You can use df.write.saveAsTable("name") to save data from the DataFrame into a file. By default it saves it in Parquet format, which is a directory of files, in spark-warehouse in your home directory. You can, of course, choose other fornats and specify another location.
You can also work with tables stored in Hive. See Hive from Spark.
There's also a separate spark-sql program, which gives you a simple SQL interface. It's part of the overall Spark infrastructure, so it uses Spark-style parallel execution for SQL commands. By default, it deals with Hive tables. The data from a Hive table is normally stored in spark-warehouse in your home directory. However there is some additional meta-data stored in metastore_db.
In the spark-sql program, if you do "create table", it will by default put the table in the spark-warehouse directory, in Parquet format, and create the appropriate Hive meta-data in metastore_db. Hive is able to deal with other formats as well.

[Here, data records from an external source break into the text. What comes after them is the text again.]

PR #2389, opened 2026-07-31
perf(detect-reposts): bucket titles instead of comparing every pair

### LINKED ISSUE #2383: perf(detect-reposts): title grouping is O(N^2) when a company has many distinct titles — 45s on a 4k-row scan-history
`detectRepostsInGroup` (detect-reposts.mjs:165) groups a company's rows by title with a nested loop:

```js
for (const row of rows) {
  if (used.has(row)) continue;
  ...
  for (const other of rows) {
    if (used.has(other)) continue;
    if (row.title.toLowerCase() === other.title.toLowerCase() || roleFuzzyMatch(row.title, other.title)) {
```

The `used` Set prunes the inner loop whenever titles collapse into groups, which is why this has not bitten anyone yet. But when one company has many *distinct* titles nothing is ever pruned, and every pair pays a `roleFuzzyMatch` plus a freshly allocated `row.title.toLowerCase()`.

## Measured

Synthetic scan-history, one company, distinct titles:

| rows | detectReposts |
|---|---|
| 1,000 | 28 ms |
| 2,000 | 1,971 ms |
| 4,000 | 44,980 ms |
| 8,000 | 112,985 ms |

Through the real CLI on a 4,000-row `data/scan-history.tsv`:

- `node detect-reposts.mjs --summary` → **45,593 ms**
- `node company-history.mjs --summary` → **25,484 ms** (it imports `detectReposts` at detect-reposts.mjs:49, used at :228)

## Why this is reachable

`scan-history.tsv` is append-only, one row per scanned posting. A single large employer with a wide job board accumulates thousands of distinct titles over months of scanning, which is exactly the shape that defeats the `used` pruning. Both `detect-reposts` and `company-history` degrade together, since the latter delegates to the former.

## Fix

Bucket by a precomputed lowercased title key in a Map first. Exact matches collapse in O(N), which is the overwhelming majority of real repost pairs. Then run `roleFuzzyMatch` only across the remaining distinct keys, which is a much smaller set. Hoist the `toLowerCase()` into a single pass instead of re-allocating it per comparison.

The clustering semantics need to come out identical, and `tests/detect-reposts.test.mjs` is substantial (49 KB), so the existing coverage should catch a behavioural drift. Happy to send a PR with a large-input timing assertion added alongside.

Scott-Emberson:
Closes #2383

## What was slow

`detectRepostsInGroup` grouped one company's rows with a nested loop over rows. Every pair paid a full `roleFuzzyMatch`, which re-tokenizes both strings on each call, and the seed's `row.title.toLowerCase()` was re-allocated inside the inner loop. The `used` set only prunes when titles collapse into groups, so a company with many distinct titles pruned nothing.

That shape is reachable rather than theoretical. `data/scan-history.tsv` is append-only with one row per scanned posting, so a large employer accumulates thousands of distinct titles over time.

## What changed

Grouping now runs in three passes instead of one nested loop.

Rows are bucketed by their lowercased title in a Map. Every row in a bucket matches every other row in it through the exact-title arm of the old condition, so a bucket is atomic: a seed takes all of it or none of it. Exact reposts, which are most real reposts, collapse in linear time with no fuzzy calls, and `toLowerCase()` runs once per row instead of once per comparison.

Fuzzy matching then runs over distinct buckets only, gated by an inverted index over non-baseline tokens. `roleFuzzyMatch` can only return true for two non-identical titles when their deduped token sets share at least two tokens, at least one of which is not in `BASELINE_TOKENS`, and their Jaccard ratio is 0.6 or higher. Those are necessary conditions, and all of them are computed exactly from the precomputed token sets, so any pair the gate drops is one `roleFuzzyMatch` would have rejected anyway. Every pair that survives the gate is still decided by `roleFuzzyMatch` itself. The gate filters calls, not verdicts.

Group order and row order within each group are preserved exactly. Both are load-bearing: the date sort in `detectRepostsInGroup` uses a comparator that returns 1 rather than 0 for equal dates, so same-date rows keep their order only if the group arrives in input order, and `buildRepostCluster` reads `clusterRows[0].company`. Groups are emitted in seed order, and their rows are re-sorted by original array position, which is what the nested loop produced: the seed was always the first not-yet-used row, and the inner loop appended the rest in array order.

## Measured on this machine

Synthetic 4k and 8k row scan histories for one company, titles drawn from a shared vocabulary of levels, domains, and teams so they are not artificially easy to bucket. Node 22.23.1, Windows 11.

| rows | before | after |
|------|--------|-------|
| 4000 (`--summary`) | 16,637 ms | 174 ms |
| 8000 (JSON) | 89,396 ms | 339 ms |

The JSON output of the old and new code is byte-identical on both corpora.

## Why the output is provably unchanged

`detect-reposts.test.mjs` now carries a frozen copy of the pre-change algorithm, nested loop and all, and compares full cluster output against it (not just cluster counts, so a changed cluster order or a changed appearance order inside a cluster fails too). The corpora cover 120 distinct titles at one company, 60 exact duplicates spread over a year, fuzzy word-order variants, near-miss titles that must stay separate, mixed-case duplicates of one title, same-date rows, singleton companies and singleton titles, and a seeded 300-row mixed corpus with duplicate URLs and non-added statuses run at three window sizes. Two assertions confirm the corpora actually produce clusters, so an all-empty comparison cannot pass by accident.

I checked the test has teeth by mutating the Jaccard gate from 0.6 to 0.9 in the implementation; the equivalence comparison failed as expected, then passed again once reverted.

Section 11 gains a 4025-row guard: 4000 distinct titles at one company plus 25 planted exact reposts, asserting both the exact cluster count and a 10s budget. The old code took tens of seconds on this shape and the new code takes a fraction of a second, so the budget has an order of magnitude of headroom and is not a wall-clock flake, while still failing if the quadratic loop returns.

If `detect-reposts.mjs` ever changes what it computes rather than how fast it computes it, the frozen copy has to be updated in the same commit. That is intentional. A silent divergence should fail there.

## Validation

`node test-all.mjs`: 2747 passed, 1 failed. The one failure is pre-existing on this branch point and unrelated, `analyze() appDateSource end-to-end check crashed: EPERM: operation not permitted, symlink`, which is a Windows symlink permission issue in a test that builds a temp worktree.

`node detect-reposts.mjs --self-test`: 8 passed, 0 failed.
`node detect-reposts.test.mjs`: 227 passed, 0 failed.
`node company-history.test.mjs`: 86 passed, 0 failed (it imports `detectReposts`).

## Summary by CodeRabbit

* **Performance**
  * Improved repost detection efficiency, especially for larger datasets.
  * Potential matches are filtered more effectively while preserving grouping behavior and input order.

* **Bug Fixes**
  * Improved handling of duplicate, case-variant, fuzzy, near-match, same-date, and singleton entries.

* **Tests**
  * Added regression coverage across varied repost scenarios.
  * Added a large-scale benchmark covering 4,025 entries and 25 known repost clusters.

### DIFF
--- a/detect-reposts.mjs
+++ b/detect-reposts.mjs
@@ -25,7 +25,7 @@ import { readFileSync, existsSync } from 'fs';
 import { join, dirname } from 'path';
 import { fileURLToPath, pathToFileURL } from 'url';
 
-import { roleFuzzyMatch } from './role-matcher.mjs';
+import { roleFuzzyMatch, roleTokens, BASELINE_TOKENS } from './role-matcher.mjs';
 import { normalizeCompanyName } from './invite-match.mjs';
 
 const CAREER_OPS = dirname(fileURLToPath(import.meta.url));
@@ -164,22 +164,7 @@ export function detectReposts(rows, windowDays = DEFAULT_WINDOW_DAYS) {
 // approach prevents non-matching roles (e.g. a Product Manager between two
 // Backend Engineer postings) from breaking a valid repost cluster.
 function detectRepostsInGroup(rows, windowDays) {
-  const titleGroups = [];
-  const used = new Set();
-
-  for (const row of rows) {
-    if (used.has(row)) continue;
-    const group = [row];
-    used.add(row);
-    for (const other of rows) {
-      if (used.has(other)) continue;
-      if (row.title.toLowerCase() === other.title.toLowerCase() || roleFuzzyMatch(row.title, other.title)) {
-        group.push(other);
-        used.add(other);
-      }
-    }
-    titleGroups.push(group);
-  }
+  const titleGroups = groupRowsByTitle(rows);
 
   const results = [];
   for (const group of titleGroups) {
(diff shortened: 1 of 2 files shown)


santifer:
Good speedup, @Scott-Emberson, and the frozen-legacy-algorithm equivalence corpus is the right way to argue it. Two notes from independent mutation testing, neither blocking: the corpus catches a Jaccard threshold shift but has a hole worth a follow-up test, and the new bucket key uses title.toLowerCase() without .trim() while roleFuzzyMatch's fast path trims — so titles differing only in surrounding whitespace land in different buckets. Worth a comment at the point of use so the coupling isn't invisible. Merged! 🚀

If you have a DataFrame in Spark, and do df.write.saveAsTable("name"), it will put the data into spark-warehouse. However it won't create the Hive metadata in metastore_db.
To alllow spark-sql to access tables saved by saveAsTable, you'll need to tell Hive about them. Here's an example. It assummes that you did saveAsTable("tab")
create table mytable using org.apache.spark.sql.parquet options (path "/ilab/users/NETID/spark-warehouse/tab");You can use any name you want in place of "mytable." Use your own NETID in place of NETID. THis command only needs to be done once. After that, you can access the data from spark-sql using the table name mytable.